With her husband at her side, along with her 83-year-old father, Lynch repeated the oath of office to Vice President Biden during a ceremony at the Justice Department. Among those in attendance were FBI Director James B. Comey and Valerie Jarrett, a senior adviser to President Obama.

“It’s about time,” Biden said as the packed attorney general’s conference room erupted in applause. “It’s about time this woman is being sworn in. . . . This is a woman who is in­cred­ibly qualified.”

In her remarks, Lynch thanked Biden for his support and counsel during the confirmation process. “And it’s been quite a process,” she said to laughter.

[Senate votes to confirm Loretta Lynch as attorney general]

Although Lynch was confirmed last week by a 56-to-43 vote, her nomination took more than five months to reach the Senate floor, with lawmakers repeatedly delaying the process. The nomination also became tangled in politics over legislation — specifically a human-trafficking bill — and when it would come to the floor.

Lynch faces a host of challenges as she replaces Eric H. Holder Jr. as attorney general.

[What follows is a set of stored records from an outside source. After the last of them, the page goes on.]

PR #11, opened 2016-11-07
improved the exception message if the certificate is not found

scottbommarito:
Spent far too long today debugging a stupid issue where the validation was incorrect but I thought it was a problem with the thumbprint. I think adding it to the exception message will improve debugging in the future.


xavierdecoster:
:shipit:

shishirx34:
Looks good.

The department is under increasing pressure to weigh in on excessive use of force by local police officers and is overseeing several closely watched civil rights investigations. After her swearing-in, Lynch met with Obama and updated him on several issues, including the events occurring in Baltimore after the funeral of Freddie Gray, the African American man who died while in police custody. The Gray case is under investigation by the Justice Department’s civil rights division.

Although Lynch has voiced strong opposition to the legalization of marijuana, the department will also have to contend with a changing landscape across the country as several states take more relaxed positions.

The Justice Department, meanwhile, is devoting increasing resources to tackling cybercrime and preventing cyberattacks.

On Monday, Lynch, 55, who twice served as U.S. attorney for the Eastern District of New York in Brooklyn, thanked her mother, Lorine Lynch, a school librarian, and her father, a fourth-generation Baptist minister who she said had traveled to Washington to be “at every hearing, every vote.” Her father, the Rev. Lorenzo Lynch, stood near her and held a Bible on which she swore the oath of office.

[After forging her path from N.C. to Brooklyn, Lynch is poised to become attorney general]

“I’m here to tell you, if a little girl from North Carolina — who used to tell her grandfather in the fields to lift her up on the back of his mule so she could ‘see way up high, Granddaddy’ — can grow up to become the chief law enforcement officer of the United States of America, we can do anything,” Lynch said.